Assigned task – The answer must be every record below, reproduced exactly.

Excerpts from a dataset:

PR #199, opened 2015-08-04
[#100216314] Make delete draft take user ID as a parameter

TheDoubleK:
HTTP DELETEs can't take a JSON payload, so the previous version of the DELETE endpoint wouldn't work.

Fortunately nothing was using it.

This changes the endpoint to take `user_id` as a parameter to allow auditing of who deleted the draft.

There is a corresponding pull-request to update the API client here: https://github.com/alphagov/digitalmarketplace-utils/pull/119

### DIFF
--- a/app/main/views/drafts.py
+++ b/app/main/views/drafts.py
@@ -9,7 +9,7 @@ from .. import main
 from ... import db
 from ...utils import drop_foreign_fields, json_has_required_keys
 from ...validation import is_valid_service_id_or_400
-from ...models import Service, DraftService, Supplier, AuditEvent, Framework
+from ...models import AuditEvent, DraftService, Framework, Service, Supplier, User
 from ...service_utils import validate_and_return_updater_request, \
     update_and_validate_service, index_service, \
     commit_and_archive_service, create_service_from_draft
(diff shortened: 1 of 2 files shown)


allait:
I'm not sure about "can't take a JSON payload". They're not strictly by the spec, the same way GET request bodies are not mentioned in the spec, but the requests themselves work. It could only be a problem if the requests are going through external proxies, which is not the case for the API.

`update_details` is request metadata, it's not really part of the URL. I think the correct solution would be to send it as additional headers, but delete body didn't seem to cause any issues.

TheDoubleK:
The issue I had that prompted this change was trying to call the delete endpoint from the functional tests using the Ruby `rest_client`, which does not allow any payload to be sent with a delete request. I read around a bit and it seems like many clients do not allow any entity/body/payload to be sent with a delete.

allait:
@TheDoubleK the `rest_client` readme mentions that it's only the `.delete` helper that doesn't accept the body, this:
```
RestClient::Request.execute(method: :delete, url: 'http://example.com/resource',
                            payload: 'foo', headers: {myheader: 'bar'})
```
should still work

Final answer –
PR #199, opened 2015-08-04
[#100216314] Make delete draft take user ID as a parameter

TheDoubleK:
HTTP DELETEs can't take a JSON payload, so the previous version of the DELETE endpoint wouldn't work.

Fortunately nothing was using it.

This changes the endpoint to take `user_id` as a parameter to allow auditing of who deleted the draft.

There is a corresponding pull-request to update the API client here: https://github.com/alphagov/digitalmarketplace-utils/pull/119

### DIFF
--- a/app/main/views/drafts.py
+++ b/app/main/views/drafts.py
@@ -9,7 +9,7 @@ from .. import main
 from ... import db
 from ...utils import drop_foreign_fields, json_has_required_keys
 from ...validation import is_valid_service_id_or_400
-from ...models import Service, DraftService, Supplier, AuditEvent, Framework
+from ...models import AuditEvent, DraftService, Framework, Service, Supplier, User
 from ...service_utils import validate_and_return_updater_request, \
     update_and_validate_service, index_service, \
     commit_and_archive_service, create_service_from_draft
(diff shortened: 1 of 2 files shown)


allait:
I'm not sure about "can't take a JSON payload". They're not strictly by the spec, the same way GET request bodies are not mentioned in the spec, but the requests themselves work. It could only be a problem if the requests are going through external proxies, which is not the case for the API.

`update_details` is request metadata, it's not really part of the URL. I think the correct solution would be to send it as additional headers, but delete body didn't seem to cause any issues.

TheDoubleK:
The issue I had that prompted this change was trying to call the delete endpoint from the functional tests using the Ruby `rest_client`, which does not allow any payload to be sent with a delete request. I read around a bit and it seems like many clients do not allow any entity/body/payload to be sent with a delete.

allait:
@TheDoubleK the `rest_client` readme mentions that it's only the `.delete` helper that doesn't accept the body, this:
```
RestClient::Request.execute(method: :delete, url: 'http://example.com/resource',
                            payload: 'foo', headers: {myheader: 'bar'})
```
should still work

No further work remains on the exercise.